Cecil Andrew Olsen
June 23, 1929 ~ Jan. 8, 2020
Cecil Andrew Olsen passed away on January 8, 2020, due to complications from dementia.
When Cecil wrote this brief autobiography many years ago, he had no idea it would some day be used as part of his obituary. He was born on June 23, 1929, to Arthur and Lola (Carter) Olsen.
“I was born shortly before the start of the Great Depression in a little town in Idaho called Culdesac. About a year later my parents moved to a little farm about 6 miles N.E. of Reubens, Idaho. My first two schools were one-room schools with grades 1 through 8; however, there were only 8 or 9 students in the entire school. During my 6th grade year we moved to a ranch near Craigmont, Idaho. I graduated from high school in Craigmont and enrolled in college at Northern Idaho College in Lewiston. After my second year there the state closed the school because of a slow down in the economy. I transferred to Eastern Washington State College where I earned my BA in education. I later received an MA in education at the University of Idaho.
“In the fall of 1953 I signed a contract with the Kennewick School District to teach the 5th grade for $3600 a year (Wow!). The school was a series of old army barracks. Each barracks contained three classrooms tandum style. The wind blew almost every day and sand would pile up inside the windows. Most of the students came from a couple of nearby trailer courts and their parents were workers who followed the seasonal work. My class size ranged from 35 to 45 students. The kids were great and I enjoyed them very much! I had a chance to sign a contract with the Camas School District to teach the 6th grade the next fall. I took it!

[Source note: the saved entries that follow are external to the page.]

PR #64, opened 2017-12-05
Add online offline status

### LINKED ISSUE #63: Online/offline status in backend
..based on whether any socket of the user has recently pinged.

(ping @heyitsmeuralex.. no pun intended :package:)

towerofnix:
Includes #62! Merge that one before this.

Fixes #63.

This adds a simple online/offline status system. Any serialized user will include whether the user is online or not (in the `online` field). In order to do this, I added a `sessionID` field to socket data; this is filled in by the client's `pong data` event, which is sent in response to the server's `ping for data` event. (`ping for data` is sent as soon as the socket connects, and on the ping interval.) In order to see if a user is online or not, the API simply checks for any socket whose session ID belongs to that user.

### DIFF
--- a/api.js
+++ b/api.js
@@ -671,6 +671,15 @@ module.exports = async function attachAPI(app, {wss, db}) {
     }
   ])
 
+  app.get('/api/user-list', async (request, response) => {
+    const users = await db.users.find({})
+
+    response.status(200).end(JSON.stringify({
+      success: true,
+      users: await Promise.all(users.map(serialize.user))
+    }))
+  })
+
   app.get('/api/username-available/:username', [
     ...middleware.loadVarFromParams('username'),
 
--- a/api.js
+++ b/api.js
@@ -46,6 +46,17 @@ module.exports = async function attachAPI(app, {wss, db}) {
     return user
   }
 
+  const isUserOnline = async function(userID) {
+    // Simple logic: a user is online iff there is at least one socket whose
+    // session belongs to that user.
+
+    const sessions = await db.sessions.find({userID})
+
+    return Array.from(connectedSocketsMap.values())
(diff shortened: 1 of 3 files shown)


towerofnix:
On second look this doesn't actually *do* anything with the commit in #62. Guess I shoudln't have branched from that, hm?

api.js
```diff
@@ -46,6 +46,17 @@ module.exports = async function attachAPI(app, {wss, db}) {
...
+  const isUserOnline = async function(userID) {
+    // Simple logic: a user is online iff there is at least one socket whose
+    // session belongs to that user.
+
+    const sessions = await db.sessions.find({userID})
+
+    return Array.from(connectedSocketsMap.values())
+      .some(socketData => sessions
+        .some(session => session._id === socketData.sessionID))
+  }
```
heyitsmeuralex: not webscale enough tbh

api.js
```diff
@@ -770,25 +783,46 @@ module.exports = async function attachAPI(app, {wss, db}) {
           return
         }
 
-        connectedSocketsMap.set(socket, {
+        Object.assign(connectedSocketsMap.get(socket), {
           channelID: data // channelID
         })
+      } else if (evt === 'pong data') {
+        // Not the built-in pong; this event is used for gathering
+        // socket-specific data.
```
heyitsmeuralex: Hey, uh, `socket.ping` can take a data argument. Check out the ws documentation.

towerofnix: I didn't see a way to detect the actual ping event from the browser, though? https://stackoverflow.com/a/45929287/4633828

heyitsmeuralex: Ok!

PR #86, opened 2017-12-12
Respond with channel ID in create-channel

### LINKED ISSUE #85: Make create-channel API respond with channel ID
..to be consistent with the `send-message` API.

I don't think the response of `create-channel` is being used by the official client's code anywhere.

towerofnix:
Fixes #85.

Before, the channel wasn't even being serialized before being responded - yikes!

(Branch title gore.. :shipit:)

### DIFF
--- a/api.js
+++ b/api.js
@@ -561,7 +561,7 @@ module.exports = async function attachAPI(app, {wss, db}) {
 
       response.status(201).end(JSON.stringify({
         success: true,
-        channel
+        channelID: channel._id
       }))
     }
   ])


api.js
```diff
@@ -561,7 +561,7 @@ module.exports = async function attachAPI(app, {wss, db}) {
 
       response.status(201).end(JSON.stringify({
         success: true,
-        channel
+        channelID: channel._id
```
heyitsmeuralex: oof

PR #98, opened 2017-12-14
Delete channel API

### LINKED ISSUE #97: Delete channels (backend)
Towards #66.

Channels can only be deleted by admin users. When a channel is deleted, so are all of the messages whose channel ID matches it. A socket event should be emitted when a channel is deleted.

towerofnix:
Fixes #97.

Adds a new channel for deleting APIs: `POST /api/delete-channel {channelID, sessionID}`

And a corresponding socket event: `deleted channel {channelID}`

Adds a quick change to the client to reload the channel list when a channel is deleted, though it should be noted that it, if the deleted channel was selected, a different channel won't automatically be selected.

### DIFF
--- a/api.js
+++ b/api.js
@@ -646,6 +646,33 @@ module.exports = async function attachAPI(app, {wss, db}) {
     }
   ])
 
+  app.post('/api/delete-channel', [
+    ...middleware.loadVarFromBody('channelID'),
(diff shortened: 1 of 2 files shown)


heyitsmeuralex:
>Adds a new channel for deleting APIs

🤔

Issue #18, opened 2017-12-03
Custom emoticons


towerofnix:
Defined on the server. This will require uploading images - ping @eq since you've done a bunch of image uploading service work before! :tada:

~~No 50-emote limit, but maybe there should still be *some* limit -- does 500 seem reasonable? :)~~

heyitsmeuralex:
How about a default emoji set of some kind..?

i.e. if something sends literally the `thinking` emoji unicode character what happens to it? The problem is many browser+os combinations don't really handle emoji that well:

![image](https://user-images.githubusercontent.com/9429556/33526416-d1fb178a-d838-11e7-9d2b-88595e90ee81.png)

I don't think forcing a download of a bunch of emoji is particularly worth it, but we need to discuss this.

heyitsmeuralex:
I think it'd be nice to _not_ have a default set but allow admins to define unicode aliases for emoticons they upload themselves.

i.e. if I upload a `:blobthinking:` emoji, I should be able to assign it to the literal :thinking: unicode character, so I see thinking as :blobthinking: images.

towerofnix:
>I think it'd be nice to *not* have a default set but allow admins to define unicode aliases for emoticons they upload themselves.

That's a pretty cool idea! I do think there should still be a way to add separate emoticons, though - I don't think there's a unicode emoji which would match `:gnu_slash_thinking:` very well. (Besides :thinking:, I suppose, but what if I want `:gnu_slash_thinking:` *and* `:blobthinking:`?)

heyitsmeuralex:
Oh, of course. You don't _have_ to define the alias!

heyitsmeuralex:
So what's the census here?

Default set or no?

heyitsmeuralex:
>does 500 seem reasonable? :)

surely the owner of the server -- the admins!! -- should be able to decide that

towerofnix:
My opinion is to have a default set - so that people discover the feature - but have it be really, really easy to remove the emojis from that.

>surely the owner of the server -- the admins!! -- should be able to decide that

Sure; default to 500, have a toggle to let there be no limit, which only the server owner can change. (Hum, that means adding a new permission level. But having an owner level makes sense anyways.)

heyitsmeuralex:
>owner level

Why?

Owner has access to the CLI - that's ownership enough.

towerofnix:
Okay fine, yes.

[...]

PR #100, opened 2017-12-14
Add image upload API

### LINKED ISSUE #99: Static image folder for uploads
There should be some means of uploading image files to the server. I'm thinking `/images/<md5>/<name of image>`. There should also probably be some file size limit - 10MB sounds fine? (Note this is mostly just for custom emotes and maybe profile pictures.)

Blocks #18.

towerofnix:
Issue/PR 100 :tada:

Fixes #99. Towards #18.

`POST upload-file?sessionID=.. <FormData {image: file}>`. Responds with `{success: true, path}` if successful, where `path` is the string you'd enter into your location bar (or an ``) to load the image.

Uses [Multer](https://github.com/expressjs/multer) to upload files. Files are saved according to the format `__dirname/uploads/<shortid>/<basename of original name>.<extension based on MIME type>`. Files can only be uploaded by admins (as this is mainly for custom emotes), and cannot be greater than 10MB in size (in case an admin accidentally selects the wrong file; obviously small emote icons should never be this big). Only MIME types `image/png`, `image/gif`, and `image/jpeg` are uploaded. (By the way: this means *animated* custom emotes! NYAN)

### DIFF
--- a/.gitignore
+++ b/.gitignore
@@ -1,4 +1,8 @@
 db/*
 !db/.gitkeep
+
+uploads/*
+!uploads/.gitkeep
+
 node_modules
 site/script-nomodule.js
--- a/api.js
+++ b/api.js
@@ -12,8 +12,15 @@
 
 const express = require('express')
 const bodyParser = require('body-parser')
+const multer = require('multer')
+const shortid = require('shortid')
 const uuidv4 = require('uuid/v4')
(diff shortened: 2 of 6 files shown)


towerofnix:
deal with it . thisandgain

heyitsmeuralex:
svg tho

“I married my college sweetheart, Nona Franklin, and together we raised our son, Gregory, who was born in 1959.
“Camas has been good to me. I have been able to experience various roles as an educator here. I was appointed Jr. High vice principal in 1958 and in about 1960 I was appointed Jr. High principal, a position I held until about 1969 when I was asked to go back into the classroom and teach. A few years later I was asked to again be Jr. High principal. I did that until the school changed to the Middle School concept. I then took over the Driver Ed. program in the High School and was there until I retired in July of 1984.
“I have several interests and hobbies: photography, watercolor paintings, hunting, camping, fishing, traveling, dancing, but my favorite is flying, which I started doing as soon as WWII was over. I delivered groceries to earn money to fly. I took my first lesson in October, 1945, and I was hooked! I sold my interest in my last airplane a few years after I retired because it became a very expensive hobby. I’m into carving wild waterfowl now. I take great pride in my work and have won many ribbons with my lifelike show entries.

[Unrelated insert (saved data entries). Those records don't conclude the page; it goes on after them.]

PR #106, opened 2017-12-16
Update Riot client to work with new API

towerofnix:
I can't believe you were developing this with the API *that* old :tada:


heyitsmeuralex:
xd

Issue #110, opened 2017-12-16
Rewrite client with oof


towerofnix:
Hopefully this won't be as big of an ordeal as rewriting it in Riot (#77) - I suppose it depends on how implementing things with [oof](https://github.com/heyitsmeuralex/oof) will be.

I'm thinking we could just add oof as a submodule, underneath the `site` folder? Otherwise we have to figure out a jillion other things like bower and stuff which all won't work with the whole "no building" thing (which is basically the point of oof).

@heyitsmeuralex Obviously we need to design oof, too. I'm thinking avoid dealing with styling - don't bother with scoped CSS (and whatever scary things it might imply, such as shadow DOM and browser incompatibilities). That way we can just reuse ~~[the old CSS](https://github.com/towerofnix/bantisocial/blob/551f15fae247022ba5ec4a012ae37697c94318eb/site/styles.css)~~ [PullJosh's CSS](https://codepen.io/PullJosh/pen/OOYZWK). No need to rewrite *everything!*

PullJosh:
> That way we can just reuse [the old CSS](https://github.com/towerofnix/bantisocial/blob/551f15fae247022ba5ec4a012ae37697c94318eb/site/styles.css). No need to rewrite everything!

You're going to have a lot more success reusing the [current CSS](https://codepen.io/PullJosh/pen/OOYZWK). :P

TheInitializer:
@PullJosh wow, that looks really nice!

PR #111, opened 2017-12-17
Delete .travis.yml

towerofnix:
It's spamming our emails, and we aren't actually going to use it in the near future (see #110).


heyitsmeuralex:
Setup gh-pages to run on master, then. We can direct people to towerofnix.github.io/bantisocial/site.

PR #117, opened 2017-12-17
Update README to include --recursive in git clone

towerofnix:
Otherwise, `oof` won't be cloned. Git submodules aren't unflawed :package:


PullJosh:
> aren't unflawed

:thinking:

PR #451, opened 2021-03-26
RUMM-1160 Static pod support

buranmert:
### What and why?

`DatadogSDK.podspec` requires `!use_frameworks` in client's `Podfile`
Lack of it results in error at `pod install`

### How?: A proposal

For cocoapods and carthage, I can mix Swift and ObjC by importing ObjC headers in framework's umbrella header [as Apple suggests](https://developer.apple.com/documentation/swift/imported_c_and_objective-c_apis/importing_objective-c_into_swift)

For Swift Package Manager, this is not possible as mixed targets are not supported. 
To solve this, I pass `SPM_BUILD` flag from `Package.swift` where we create `_Datadog_Private` target.
Now I can `#if SPM_BUILD import _Datadog_Private #endif` in the source code.

### Review checklist

- [x] Rename ObjC methods so that clients will notice that they are not for public use


buranmert:
ℹ️ CI passed with `use_frameworks`
🗣️ now i'm pushing a commit to remove `use_frameworks`

Package.resolved
```diff
@@ -0,0 +1,25 @@
+{
```
ncreated, line 1: This file should be git-ignored 🧽

ncreated (changes requested):
Looks good 👌 💪 , let's just remove the `Package.resolved`.

ncreated (approved):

“After I retired I met and married my wife, Connie, and we have spent 35 wonderful years together, traveling and spending winters in Arizona.
“Camas is a great place to live. I have so many fond memories of my students and so many great stories to tell. Would I do it over again? You bet!”
Cecil believed in being honest, working hard and helping others whenever he could. He was known for his wry sense of humor and his ability to fracture the English language. He loved having a good time and connecting with people.
Cecil is survived by his wife, Connie, of Washougal, WA and his son, Greg.
He requested that there be no memorial service because, as he said, “My funeral could be held in a phone booth due to the amount of people showing up.”and that he be buried next to his parents in Lewiston, Idaho, with a private graveside service at that time.
In lieu of flowers, the family requests that contributions be made to PeaceHealth SW Hospice, P.O. Box 1600, Vancouver, WA 98668 or Alzheimers Assoc., www.alzheimers.org.